* [GIVEN RECORDS]:
Issue #534, opened 2018-05-14
Provide build without new tab page


oxysoft:
This is a big problem. I use momentum for my new tab page and Tridactyl overrides it. I know there's a setting in tridactyl to forward the page to something else, but it's not very fast and it means I can't start typing as soon as I have typed **CTRL-T** because the URL bar changes a second or two after.

bovine3dom:
Have you tried uninstalling Momentum and installing it after Tridactyl? Or just disabling/enabling it?

bovine3dom:
Duplicate of #384.

oxysoft:
Yes I have.

bovine3dom:
Magic, I guess. I think the only way of solving this is to offer an API to other add-ons to let Tridactyl run on their page, if that's even possible.

oxysoft:
Personally I don't care for Tridactyl to run on my new tab page, I just CTRL-T CTRL-L and start typing.

bovine3dom:
> A build of the extension without a new tab page override is offered.

You can do this yourself very easily by just removing this line: https://github.com/cmcaine/tridactyl/blob/master/src/manifest.json#L16

If you want a signed build, getting Mozilla API keys is pretty easy - just go to https://addons.mozilla.org/en-US/developers/addon/api/key/ while signed in with a Firefox account. Put these details in a file called `AMOKEYS` which looks like:
```
AMOKEY=youruser:id
AMOSECRET=abighashcodething
```

Then, you'll need to make a new addon listing on the Firefox site (it can be hidden) and change the ID everywhere to that.

Once this is all done, just run `scripts/sign stable` and you'll get an XPI in web-ext-artifacts/ that you can add to Firefox permanently.

I hope this helps :)

bovine3dom:
Thanks to @mphe and @cmcaine this now exists at https://tridactyl.cmcaine.co.uk/betas/nonewtab/.

It's a bit broken - see https://github.com/tridactyl/tridactyl/labels/nonewtab - but I'm closing this issue because it is "fixed" in spirit.

Anecdotally - I've been using the build for about 10 minutes, and it's _extraordinarily_ annoying to get stuck on a new tab page where Tridactyl isn't running, so I feel vindicated in my ambivalence towards dedicating any time to getting this working ;)

oxysoft:
[...]

PR #1539, opened 2019-05-09
Provide build without new tab page

mphe:
See #534 and #384.
If I forgot something, please let me know.

### DIFF
--- a/scripts/sign
+++ b/scripts/sign
@@ -4,7 +4,7 @@ set -e
 
 sign_and_submit() {
     # Don't trust the return value of web-ext sign.
-    (source AMOKEYS && (web-ext sign -s build --api-key $AMOKEY --api-secret $AMOSECRET || true))
+    (source AMOKEYS && (web-ext sign -s build --api-key $AMOKEY --api-secret $AMOSECRET "$@" || true))
 }
 
 publish_beta_nonewtab() {
@@ -13,7 +13,7 @@ publish_beta_nonewtab() {
     scripts/version.js beta
     sed 's/tridactyl.vim@cmcaine/tridactyl.vim.betas.nonewtab@cmcaine/' -i build/manifest.json
     sed '/\s*"newtab":.*/d' -i build/manifest.json
-    sign_and_submit
+    sign_and_submit -a web-ext-artifacts/nonewtab
 }
 
 publish_beta() {
--- a/scripts/sign
+++ b/scripts/sign
@@ -12,7 +12,7 @@ publish_beta_nonewtab() {
     npm run build
     scripts/version.js beta
     sed 's/tridactyl.vim@cmcaine/tridactyl.vim.betas.nonewtab@cmcaine/' -i build/manifest.json
-    sed '/"newtab": "static\/newtab.html"/d' -i build/manifest.json
+    sed '/\s*"newtab":.*/d' -i build/manifest.json
     sign_and_submit
 }
 
--- a/scripts/sign
+++ b/scripts/sign
@@ -7,6 +7,15 @@ sign_and_submit() {
     (source AMOKEYS && (web-ext sign -s build --api-key $AMOKEY --api-secret $AMOSECRET || true))
 }
 
+publish_beta_nonewtab() {
+    npm run clean
+    npm run build
+    scripts/version.js beta
+    sed 's/tridactyl.vim@cmcaine/tridactyl.vim.betas.nonewtab@cmcaine/' -i build/manifest.json
+    sed '/"newtab": "static\/newtab.html"/d' -i build/manifest.json
+    sign_and_submit
+}
+
 publish_beta() {
     npm run clean
     npm run build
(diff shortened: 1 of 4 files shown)


scripts/sign
```diff
@@ -7,6 +7,15 @@ sign_and_submit() {
     (source AMOKEYS && (web-ext sign -s build --api-key $AMOKEY --api-secret $AMOSECRET || true))
 }
 
+publish_beta_nonewtab() {
+    npm run clean
+    npm run build
+    scripts/version.js beta
+    sed 's/tridactyl.vim@cmcaine/tridactyl.vim.betas.nonewtab@cmcaine/' -i build/manifest.json
+    sed '/"newtab": "static\/newtab.html"/d' -i build/manifest.json
```
bovine3dom: I'd make this a little more robust - [any whitespace]*newtab:*/d for example

bovine3dom:
I need to register this add-on with Mozilla, and add it to our build process (probably in a nonewtab/ folder on the webserver).

Could you look at how the beta is updated and tell the nonewtab to look in the same path but in a nonewtab/ folder? I think it's called update.json.

mphe:
Do you mean adapting the URL in this line: https://github.com/tridactyl/tridactyl/blob/master/scripts/version.js#L74 to "https://tridactyl.cmcaine.co.uk/betas/nonewtab/updates.json"?
What about the URL in line 78 below, does this need to be adapted, too?

scripts/sign
mphe: Fixed it

bovine3dom:
Yes, those lines exactly. I think :)

mphe:
I assume https://github.com/tridactyl/tridactyl/blob/master/scripts/version.js#L23 needs to be adapted, too. Should I just add another entry for "tridactyl.vim.betas.nonewtab@cmcaine.co.uk" or provide a function argument to specifiy another id/path?

bovine3dom:
Oh, that suggests we can use the one updates json for both add-ons, in which case the /nonewtab/updates.json is not needed, so just add another key like you suggest, with the /nonewtab/ path

mphe:
Done

scripts/sign
```diff
@@ -7,6 +7,15 @@ sign_and_submit() {
     (source AMOKEYS && (web-ext sign -s build --api-key $AMOKEY --api-secret $AMOSECRET || true))
```
bovine3dom: `web-ext sign -s build --api-key $AMOKEY --api-secret $AMOSECRET` needs to have `-a web-ext-artifacts/nonewtab` added to it for the newtab build otherwise the newtab vs nonewtab builds will overwrite each other :)

mphe: Fixed.
Wouldn't the same problem appear with beta and stable? Or does stable have a different output name?

bovine3dom: I guess it does? I've never noticed any problems. I'm not sure it outputs an xpi locally because the stable build is distributed on the AMO and is automatically uploaded in that step. 🤷‍♂️

bovine3dom:
Thanks, this is just waiting for cmcaine and me to register the ID.

If you want, you could add documentation to the new tab page where it says how to disable it to say that builds without a new tab exist. Extra brownie points if you write a small guide on migrating configuration between builds :)

mphe:
Added a note about the nonewtab build in readme.md and newtab.md.

> Extra brownie points if you write a small guide on migrating configuration between builds :)

No idea about that :)
Aren't all configs located in `.tridactylrc` anyway? What exactly needs to be migrated?

bovine3dom:
> Aren't all configs located in `.tridactylrc` anyway? What exactly needs to be migrated?

All `set` commands you run in Tridactyl are stored in the Firefox Sync storage by default (which exists even if you don't have a Sync account, it just stays local to the profile). An RC file is just a file which is read and executed line-by-line every time you start Firefox. If you don't have "sanitise ..." at the top as the exemplar suggests your RC file and Firefox Sync storage may diverge (and even then they could potentially diverge depending on how many machines you have fighting).

I don't have numbers but I suspect most Tridactyl users don't install the native messenger and so don't use the RC files.

So migration would involve extracting that stuff. See https://github.com/tridactyl/tridactyl/issues/79#issuecomment-351132451 :)

mphe:
Ah, thanks for the explanation.
I always thought it was more common to have a `.tridactylrc` to have all settings in one easily readable and modifiable place.

Don't think I will write a guide for that, but I could add a link to that comment to the readme or new tab page.

cmcaine:
I had to make a few minor changes to get this all to work. See commits 64160b8d9672c4f18cb2f0239a7db801183565f9  and f1f10567f72a436b3c2997509a67eb58927bf0b3

It's up now and auto-updates work.

cmcaine:
Thanks for your contribution @mphe  :)

mphe:
Thanks for merging this :)

I noticed the URL change in https://github.com/tridactyl/tridactyl/commit/f1f10567f72a436b3c2997509a67eb58927bf0b3 seems to break the download URLs in readme.md and newtab.md.

bovine3dom:
Fixed. Thanks!

mphe:
In `native/tridactyl.json` the new ID must be added, too, otherwise the native messenger won't work.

* [THE TASK]: Find the lines above that contain the string "CTRL" and answer with how many there are, nothing else.

* [ANSWER TO THIS PROBLEM]: 2